Abstract

BackgroundThere are few data regarding the effect of statins on regression and compositional changes of plaque according to the reduction in high-sensitivity C-reactive protein (hs-CRP) levels in acute myocardial infarction (AMI) patients. MethodsWe used serial virtual histology-intravascular ultrasound to assess the efficacy of pitavastatin (dosage: 2mg/day) on plaque regression and compositional changes according to the degree of reduction in hs-CRP levels from baseline to follow-up [≥1mg/dl (n=62) vs. <1mg/dl (n=32)] in non-intervened non-infarct related artery in AMI patients who were enrolled in the Livalo in acute myocardial infarction study (LAMIS).
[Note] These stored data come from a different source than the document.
PR #6604, opened 2026-03-30
Feat/create tina app theme flag

Ben0189:
The `tina-docs` template prompts the user to select a theme interactively.  In CI there is no interactive terminal, so the prompt hangs with no answer,  `create-tina-app` exits early, and the `template-repo` folder is never created — 
causing the build step to fail with `cd: template-repo: No such file or directory`.

### Changes

- `options.ts` — register `--theme` as a valid CLI flag
- `index.ts` — use `--theme` value if provided, otherwise fall back to interactive prompt
- `build-starter-templates.yml` — pass `--theme default` when testing `tina-docs` in CI

### DIFF
--- a/.github/workflows/build-starter-templates.yml
+++ b/.github/workflows/build-starter-templates.yml
@@ -72,7 +72,7 @@ jobs:
 
       - name: Run create-tina-app
         id: create-tina-app
-        run: npx create-tina-app@latest template-repo --pkg-manager ${{ matrix.package-manager }} --template ${{ matrix.template }} --noTelemetry${{ matrix.template == 'tina-docs' && ' --theme default' || '' }}
+        run: npx create-tina-app@latest template-repo --pkg-manager ${{ matrix.package-manager }} --template ${{ matrix.template }} --noTelemetry ${{ matrix.template == 'tina-docs' && '--theme default' || '' }}
 
       - name: Run build
         id: build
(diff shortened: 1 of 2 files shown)


packages/create-tina-app/src/util/options.ts
```diff
@@ -11,6 +11,7 @@ export interface CreateOptions {
   noTelemetry: boolean;
   projectName: string;
   verbose: boolean;
+  theme: string;
```
joshbermanssw:
```suggestion
  theme?: string;
```

.github/workflows/build-starter-templates.yml
```diff
@@ -72,7 +72,7 @@ jobs:
 
       - name: Run create-tina-app
         id: create-tina-app
-        run: npx create-tina-app@latest template-repo --pkg-manager ${{ matrix.package-manager }} --template ${{ matrix.template }} --noTelemetry
+        run: npx create-tina-app@latest template-repo --pkg-manager ${{ matrix.package-manager }} --template ${{ matrix.template }} --noTelemetry${{ matrix.template == 'tina-docs' && ' --theme default' || '' }}
```
18-th: Can we add a space after --noTelemetry to be consistent with other arguments here?

Ben0189: Done add added space

packages/create-tina-app/src/util/options.ts
Ben0189: Done

joshbermanssw (approved):

Issue #6557, opened 2026-03-26
🐖 PostHog - Add Telemetry around Media Dashboard Usage


joshbermanssw:
🩸 Pain - we just implemented a new UI via the Media dashboard, how are we going to know if users are using it? 

🥅 Goal - Add telemetry around the usage of the media dashboard so we can understand how users are interacting with it 

**Tasks**
- [ ] Define necessary events needed to track 
- [ ] Implement 
- [ ] Create relevant dashboard in PostHog

thomas-sepanosian:
> Define necessary events needed to track

## Proposed events (🤖)

### `media-usage-dashboard-opened`
- `backendType`: The backend mode, such as `local`, `tinacloud`, `self-hosted`, or `other`. For now this will effectively be `local`, since the feature is only supported in local mode.

### `media-usage-scan-started`
- `trigger`: What initiated the scan, such as `initial` or `refresh`.
- `backendType`: The backend mode, such as `local`, `tinacloud`, `self-hosted`, or `other`.

### `media-usage-scan-completed`
- `trigger`: What initiated the scan, such as `initial` or `refresh`.
- `backendType`: The backend mode, such as `local`, `tinacloud`, `self-hosted`, or `other`.
- `scanDurationMs`: Total scan time in milliseconds.
- `totalMediaFilesCount`: Number of media files discovered.
- `usedCount`: Number of files referenced by at least one document.
- `unusedCount`: Number of files with no references.
- `collectionCount`: Number of collections scanned.
- `documentCount`: Number of documents scanned.

### `media-usage-scan-failed`
- `trigger`: What initiated the scan, such as `initial` or `refresh`.
- `backendType`: The backend mode, such as `local`, `tinacloud`, `self-hosted`, or `other`.
- `errorType`: A normalized error category rather than a raw message.
- `errorPhase`: The stage of the scan that failed, such as `list-media`, `list-documents`, `parse-document`, or `unknown`.

### `media-usage-filter-changed`
- `filterName`: Which filter changed, such as `type` or `usage`.
- `filterValue`: The selected value, such as `all`, `image`, `video`, `other`, `used`, or `unused`.
- `resultCount`: Number of rows matching after the filter change.

### `media-usage-sort-changed`
- `sortKey`: Which column was sorted, such as `filename`, `directory`, or `usage`.
- `direction`: Sort direction, `asc`, `desc`, or `none`.
- `resultCount`: Number of rows visible under the current filtered state.

[...]

PR #6607, opened 2026-03-30
🐖 Add Telemetry Around the Media Usage Dashboard

joshbermanssw:
As per #6557

Adding a series of posthog events around the media usage dashboard so we can determine and track how users are interacting with it 

Screenshot 2026-03-31 at 10 08 42 am

**Figure: ✅ Events showing on PostHog**


joshbermanssw:
Tagged and tested on https://tina-io-git-jb-upd-tina-lock-22-tinacms.vercel.app/admin#/~

PR #7388, opened 2026-07-30
feat: add announcements banner

brookjeynes-ssw:
Add an announcement component linked to the /announcement endpoint

Issue: TinaCloud#3898 Post alerts to TinaCMS editor and TinaCloud dashboard
Assisted-by: OpenCode:big-pickle


18-th:
Do we want to share the dismissed state and the network call between two callouts?

18-th:
Can we get some tests at least for the core calls?

18-th:
We don't have any guards for the self-hosted setups anywhere. So the self-hosted will try to call into the void for the announcements.

packages/tinacms/src/admin/index.tsx
```diff
@@ -195,7 +199,15 @@ const PreviewInner = ({ preview, config }) => {
     }, 100);
   }, [ref.current]);
   const Preview = preview;
-  return <Preview url={url} iframeRef={ref} {...config} />;
+  return (
+    <div className='flex flex-col h-screen'>
+      <style>{`#tina-iframe { height: 100% !important; }`}</style>
```
18-th: Is manual styling left over from debugging?

brookjeynes-ssw: Resolved by 2eb64bc4070b023eb18a45a5a6374282abf4fb23

18-th (approved):
LGTM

ResultsTotal atheroma and percent atheroma volumes decreased more significantly in patients with reduction in hs-CRP ≥1mg/dl compared with those with reduction in hs-CRP <1mg/dl (−1.7±12.4mm3 vs. +2.7±7.8mm3, p<0.015, and −0.4±3.4% vs. +0.4±4.8%, p<0.001, respectively). Absolute and %necrotic core volumes decreased more significantly in patients with reduction in hs-CRP ≥1mg/dl compared with those with reduction in hs-CRP <1mg/dl (−0.4±3.5mm3 vs. +1.9±3.4mm3, p=0.038, and −1.1±4.9% vs. +2.7±4.7%, p=0.016, respectively). Reduction in hs-CRP ≥1mg/dl at follow-up was the independent predictor of reduction of percent atheroma volume and %necrotic core volume at follow-up [odds ratio (OR), 2.228; 95% confidence interval (CI), 1.390–2.977, p=0.016, and OR, 2.204; 95% CI, 1.512–2.916, p=0.020, respectively]. ConclusionsReduction in hs-CRP levels in AMI patients plays an important role in the beneficial effects of statins on the regression and compositional change of coronary plaque.